Liquid oxygen must never be poured upon clothing, fabrics, rags, waste or other readily combustible materials, nor the gaseous oxygen arising from liquid oxygen be allowed to penetrate clothing. Combustible substances in the presence of oxygen are highly flammable. A spark can start a serious fire and may cause serious personal injury.
Liquid oxygen should never be poured or demonstrated in close proximity to a source of ignition. A spark coming into contact with a combustible material in an oxygen-enriched atmosphere can burst into flames and immediately cover the surface of the combustible material.
When pouring liquefied gases from one container to another, the receiving container should be cooled gradually to prevent thermal shock. The liquid should be poured slowly to avoid spattering. The receiving vessel should always be vented to the atmosphere and high concentrations of gaseous oxygen and/or nitrogen should not be allowed to collect.
Introduction of a substance that is at normal room temperature into a liquefied gas is always somewhat hazardous. There is a violent evolution of gas, and there is likely to be considerable splashing of the liquid. Personnel doing this work should be instructed of the hazard and should always wear full-face shield and protective clothing.

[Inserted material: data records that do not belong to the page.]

PR #1142, opened 2021-03-03
Revert "Fixed bug when bodyBytes is null"

jonataslaw:
Reverts jonataslaw/getx#1092

This is causing problems with GetConnect, reverting to fix


jasonlaw:
Hi @jonataslaw ,
What is the right fix then? 
The bodyBytes.length will still causing the null error when body is empty.

Thanks.

PR #1164, opened 2021-03-08
Get.put/putAsync/find not nullable

### LINKED ISSUE #1156: Get.put<T> has it possible to return null ?
`get: ^4.0.0-nullsafety.2`

`final UserController controller = Get.put(UserController())!`

when use `Get.put`, must add "!", Is it possible to omit?

and 

`final Rx<String> title = Rx<String>('Hello Word!');`

I've given the default value, If I want to use title value, must to add "!" or "?", Is it possible to omit?

eduardoflorence:
- I did a sequence of tests and it was possible to make `Get.put`, `Get.putAsync` and `Get.find` as **non-nullable**.
- I modified the test files to treat the above methods as non-nullable

Fixes #1156


jonataslaw:
Thanks, that was what was missing to launch null-safety as stable

Mayb3Nots:
hi @jonataslaw is this on stable already? It weird to make sure` Get.put() `is not null every time.

PR #1223, opened 2021-03-20
Little improvements of example code

3lB4rt0:
It's my first pull request, i'm not sure i did it well.

- I removed BoxDecoration because I think it doesn't affect on anything.
- I replaced GetX<ControllerX> with Obx, because like there is wrote [here](https://github.com/jonataslaw/getx/blob/master/documentation/en_US/state_management.md#getbuilder-vs-getx-vs-obx-vs-mixinbuilder) (if I understand correctly) it consume less RAM and use the controller already instantiated with GetView

PS: I really love Getx. It's so simple!


jonataslaw:
Thanks for your contribution, 
LGTM

PR #1250, opened 2021-03-29
Implement own .call for Rxn variables

RafaRuiz:
`Rxn` variables accept `null` as a possible state but when calling `.call(null)` the value doesn't either update or trigger the callbacks.


lib/get_rx/src/rx_types/rx_core/rx_string.dart
```diff
@@ -286,4 +286,13 @@ class RxnString extends Rx<String?> implements Comparable<String>, Pattern {
   int compareTo(String other) {
     return value!.compareTo(other);
   }
+
+  String? call([String? v]) {
+    if (v == null) {
+      value = null;
```
jonataslaw, line 292: Okay, here we have something to think about.
call is used as a getter and as a setter, and it cannot set a value to null when the String has no value, otherwise the user will try to get a getter and it will clean up its Rx instead. And this is something that we will have to investigate how to manage, because in theory the user can also set null to change the value. It may not allow a null value, and return to the "nil ()" method to assign null to Rx. IDK

RafaRuiz: Hey there, thanks for the comments.
I think all I can say, if you take it from the abstract theory of why the `Rxn` started existing, it's because we can now create a `Rx` that hasn't "started" or "isn't ready" yet, meaning that we can use a loading state to true, false or "I'm not even initialized yet".
But there's also a concept of **resetting** a state, and we might want to reset a certain variable.
Think of it also as a TextField validation. You want to validate some text to VALID or NOT_VALID, but when there's no text, you might not want to valid as "there's nothing yet to validate". This is also a common practice, you're not telling your users "Invalid email" when the field is invalid.

It was my main thought :)

RafaRuiz: I'm not under another situation.
I have a `ListView` in a screen, and I have a `final RxnString idVideoPlaying`, which holds the video that is playing at the moment, something like a facebook videos feed. I want to stop the video playing, so making it `null` would be ideal.

PR #2590, opened 2022-10-24
Changed the 'dialogue made in 3 lines' part.

Ahmadexe:
The dialogue box, as coded in extension_navigation.dart shows an unprofessional text, "Dialogue made in 3 lines code.", which looks poor in production and to alter the middletext manually using sizedbox shrink is pointless.

Hence, I changed it to, "\n" which just adds an empty line instead of the "Dialogue made in 3 lines" thing.


jonataslaw:
I strongly agree with you. 
Thanks for your contribution! 
LGTM

PR #2620, opened 2022-11-17
Theme pageTransition

Khurshidddbek:
Currently, GetX does not use theme pagaTransition, default transition is not taken from theme. It is somehow hard to customize pageTranstion though CustomTransition. That’s why I changed default page transtion.
It is easy to set custom transition through ThemeData.


jonataslaw:
Fair enough. 
LGTM, thanks!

In the event a person is burned by liquefied gas, the following first aid treatment should be given pending the arrival and care of a physician:
- If any liquid gas contacts the skin or eyes, immediately flood that area of the body with large amounts of unheated water and then protect frozen parts with loose, bulky, dry, sterile dressings.
- If the skin is blistered or there is any chance that the eyes have been affected, get the patient immediately to a physician for treatment.
Liquified Gas Safety Precautions: Material Limitations
The physical properties of many materials at extremely low temperatures may be quite different from the properties of the same materials at normal temperatures. Therefore, materials that have been cooled to the temperatures of liquid oxygen or liquid nitrogen should be carefully handled until their properties, under these conditions, are known.
Metals to be used for equipment in liquid oxygen or liquid nitrogen, must possess satisfactory physical properties at the low operating temperatures. Since ordinary carbon steels, and to a lesser extent most alloy steels, lose their ductility when subjected to the low temperatures of liquid oxygen or liquid nitrogen, they are considered unsatisfactory for such service. The austenitic nickel-chromium alloys have good ductility at the low service temperatures under consideration, and the most widely known is 18-8 stainless steel. Copper, monel, brass and aluminum are also considered satisfactory materials for low temperature use.
Each new use for these liquids should be carefully considered before it is instituted and liquefied gas safety precautions should be completely outlined.
Inert gases released in a confined space can displace sufficient air to make the atmosphere incapable of sustaining life. Entering an oxygen deficient atmosphere may cause unconsciousness without warning. Purge the space completely with air and test before entry. Wear an air respirator and have a helper stand by also equipped with an air respirator.